For some people, living an eco friendly lifestyle may seem daunting or out of reach, and many would think of it in economic terms. Organic costs more, natural fibers cost more, installing solar has a big upfront cost/im renting and can’t make modifications, etc. My belief is that any change toward a more conscious lifestyle is better than none, and small things can still make a difference.

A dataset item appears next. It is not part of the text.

PR #438, opened 2020-04-01
SWIFT-434 Document how to use the driver with TLS/SSL

patrickfreed:
[SWIFT-434](https://jira.mongodb.org/browse/SWIFT-434)

As the ticket describes, this PR adds documentation for describing how to ensure clients are using the latest TLS protocols. As part of that,  figured it made sense to write the rest of the guide, since we didn't already have one. The guide was heavily influenced by [pymongo's guide](https://api.mongodb.com/python/current/examples/tls.html) on the same topic.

Here’s some ways you can be more environmentally conscious which are free, low cost or can save you money on things you already purchase.

Reducing pollution

  1. Walk or ride a bicycle when possible
  2. Use your car efficiently, group errands by location so you’re not going back and forth between destinations
  3. Use public transport when possible
  4. Pick up rubbish when you see it and put it in the bin
  5. make your own washing powder (its cheaper than buying brands)
  6. Minimize your bath and body products, and avoid products containing microbeads (plastic beads often put in cleansers for exfoliation). Buy bar soaps instead of body wash.
  7. Use organic gardening methods rather than pesticides, herbicides, and synthetic fertilizers.
  8. Use environmentally friendly dish washing liquids, detergents and cleaning products (its best to make your own)

Reducing waste

  1. Remember to bring your reusable bags to the grocery store (keep some in the car or by the door), and get ones made of hessian rather than plastic
  2. Don’t use plastic produce bags when possible, fruits like banana and avocado don’t require them. You can also make your own reusable ones out of plastic netting (like oranges sometimes come in) or other scrap materials you have around (old muslin baby swaddles work great, sew up 3 sides and make a drawstring). You can also put some with your reusable bags so you’re not always getting new ones.
  3. Return soft plastics to the supermarket so they can be recycled
  4. make sure recyclable items go into the recycle bin.
  5.  re purpose, reuse and make use of what you already have before buying new things
  6. Reuse glass jars and plastic containers as much as possible before disposal.
  7. Get a “no junk mail” sticker for your letterbox
  8. Buy reusable items whenever possible (handkerchiefs, linen napkins, reusable cloths, linen table cloths instead of disposable plastic etc). Check out the benefits of cloth diapers and learn how to make homemade baby wipes.
  9. Avoid takeaway food and anything with excessive packaging
  10. Bring your own coffee cup to cafes (they often give discounts for doing so). Coles sells ceramic, reusable coffee cups with silicon lids for $4
  11. Compost (if you have space) or use curbside compost (if available)
  12. Recycle (should always be done after reusing an item as much as possible or if composting options are not available)
  13. Make use of return and earn schemes or pass your bottles on to someone who does (some homeless collect the bottles to earn some money, or you might have a classmate or colleague who uses the system – ask around if 10c per bottle isn’t worth your time/effort).
  14. Go paperless (also reduces needless clutter)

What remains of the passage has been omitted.